Italien
Luigi Ambrosio
Balzan Preis 2019 für Theorie der partiellen Differentialgleichungen
Luigi Ambrosio ist ein höchst bemerkenswerter Mathematiker, dem wichtige Beiträge im Bereich der partiellen Differentialgleichungen und der Variationsrechnung zu verdanken sind.
Er wurde 1963 in Italien geboren und ist seit 1998 Professor an der Scuola Normale Superiore in Pisa und seit 2019 deren Direktor. Zuvor lehrte er an der Universität Tor Vergata in Rom, danach in Benevento und Pavia. Er wurde mit verschiedenen Auszeichnungen gewürdigt, wie mit dem Preis der italienischen Mathematiker-Vereinigung und dem Fermat-Preis. Er wurde zu Plenartagungen sowohl des Internationalen Mathematikerkongresses als auch des Europäischen Mathematikerkongresses eingeladen. Er ist Mitglied der Accademia dei Lincei.
Partielle Differentialgleichungen beschreiben die Dynamik von Größen, die von mehreren Parametern abhängen, meist von Zeit und Raum.

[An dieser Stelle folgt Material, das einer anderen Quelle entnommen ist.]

PR #663, opened 2021-11-30
Make extension instances create the corresponding godot object in their constructor

groud:
This requires **https://github.com/godotengine/godot/pull/55470** to work.

First, the Godot object creation is the first step executed when creating an extension instance. This is done by making the default constructor call the parent one in the initialization list. The topmost Wrapped constructor thus call the Godot object creation as soon as possible (using `classdb_construct_object`). 

As we want to keep the possibility to create a default Constructor in a custom class (those using the `GDCLASS` macro), I could not pass the final `p_godot_class` parameter to the `Wrapped(const char *p_godot_class)` constructor with the actual class name. Instead, the name of the first class built-in to Godot is passed. This is thus enough to construct the Godot object, but not to finalize the initialization correctly.

As a consequence, i used the same trick as we have in Godot, by modifying the `memnew` macro so that it sets the object instance after the object is created. The `memnew` calls a `_postinitialize` function, that registers the instance to the object using `godot::internal::gdn_interface->object_set_instance(_owner, _get_class(), this);`. There, the `_get_class` function is available, which allow finally setting up the object correctly. 
Note: this cannot be done in the Wrapped constructor as, at that point, the virtual functions are not initialized yet. So calling _get_class() in the Wrapped constructor would not compile.

Finally, to avoid users creating object without using `memnew`, I made `operator=` private. The same trick is used in godot so that should not be a problem.

### DIFF
--- a/include/godot_cpp/classes/wrapped.hpp
+++ b/include/godot_cpp/classes/wrapped.hpp
@@ -34,6 +34,7 @@
 #include <godot_cpp/core/memory.hpp>
 
 #include <godot_cpp/godot.hpp>
+
 namespace godot {
 
 typedef void GodotObject;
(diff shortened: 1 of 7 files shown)


reduz (approved):

include/godot_cpp/classes/wrapped.hpp
```diff
@@ -96,11 +73,20 @@ struct Creator<T, typename std::enable_if<std::is_base_of_v<godot::Wrapped, T>>:
...
                                                                                                                                                                       \
 protected:                                                                                                                                                            \
+	virtual const char *_get_class() const override {																												  \
+		return get_class_static();																																	  \
+	}																																								  \
+																																									  \
+	virtual const GDNativeInstanceBindingCallbacks*_get_bindings_callbacks() const override {																		  \
+		return &___binding_callbacks;																																  \
+	}																																								  \
+																																									  \
```
akien-mga, line 89: There seems to be a style issue here where the alignment of the trailing `\` is done with tabs instead of spaces.

akien-mga:
Thanks!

Dafür gibt es viele Beispiele; es kann sich um eine vibrierende Schnur, eine sich ausbreitende elektromagnetische Welle, das Ausfließen einer Flüssigkeit oder ganz allgemein um jedes in Bewegung begriffene Objekt handeln.
Die Variationsrechnung versucht, Kurven oder Flächen zu beschreiben, die eine bestimmte Menge möglichst klein halten. Welche Oberfläche, die innerhalb einer Begrenzungslinie aufgespannt ist, hat beispielsweise die minimalste Fläche? Solch „minimale Oberflächen“ sind analog denen von Seifenblasen. Welche Form sollte ein Flugzeugflügel haben, um den Luftwiderstand zu minimieren? Oder wie leitet man eine große Anzahl von Autos durch eine Stadt, um so wenig Staus als möglich zu verursachen?
Luigi Ambrosios eindrucksvolle Fähigkeit, Analogien aufzudecken, ermöglichte es ihm, zwischen diesen beiden wichtigen Fachbereichen der Mathematik ganz unerwartete Brücken zu schlagen. Seine Entdeckungen konzentrieren sich auf Transportgleichungen und Erhaltungsgesetze, den optimalen Transport, Entwicklungsgleichungen in der Geometrie und der Analysis in metrischen Räumen. Früher suchte man nach „glatten“ Lösungen, die wenig Fluktuationen aufweisen, was leider nicht der allgemeinen Erfahrung entspricht. Seit einigen Jahrzehnten ermöglichen neue Methoden, „raue“ Lösungen zu finden. Diese verdanken wir vor allem Ambrosio. Darin impliziert ist eine tiefgreifende Erneuerung der hoch geschätzten traditionsreichen Infinitesimalrechnung.
Luigi Ambrosio führte mathematische Funktionenräume ein, dank derer unter schwachen Regularitätsbedingungen Analysen vorgenommen werden können. So erweiterte er beispielsweise die Strömungslehre (die in den 1960er Jahren geprägt wurde), um die Existenz minimaler Oberflächen nicht ausschließlich in einem euklidischen Raum zu zeigen, wie es früher der Fall war, sondern in einem beliebigen metrischen Raum. Dieses Ergebnis war sehr überraschend für die gesamte Wissenschaftsgemeinschaft, welche sich mit dem Studium der geometrischen Maßtheorie befasste.
Erwähnenswert sind auch Ambrosios Arbeiten über die Krümmung der metrischen Maßräume und über die Gradientenflüsse in Räumen, die essentiell wenig regulär sind.
Das Problem des optimalen Transports, das auf Gaspard Monge im Jahre 1781 zurückgeht, besteht darin, eine Massenverteilung so effizient wie möglich in eine andere zu verschieben. Die Geschichte dieses Problems ist lang und ziemlich komplex, doch dank der Beiträge von Luigi Ambrosio sind einige Grundlagen geschaffen worden, um die Existenz von Lösungen in der von Monge beschriebenen Situation definitiv überprüfen zu können.
Luigi Ambrosio hat sich nicht nur einen Namen für seine Entdeckungen in der Mathematik geschaffen, sondern auch als Mentor, der eine Denkschule gegründet und eine Vielzahl von Studenten ausgebildet hat, die heute allesamt an renommierten Universitäten der ganzen Welt tätig sind.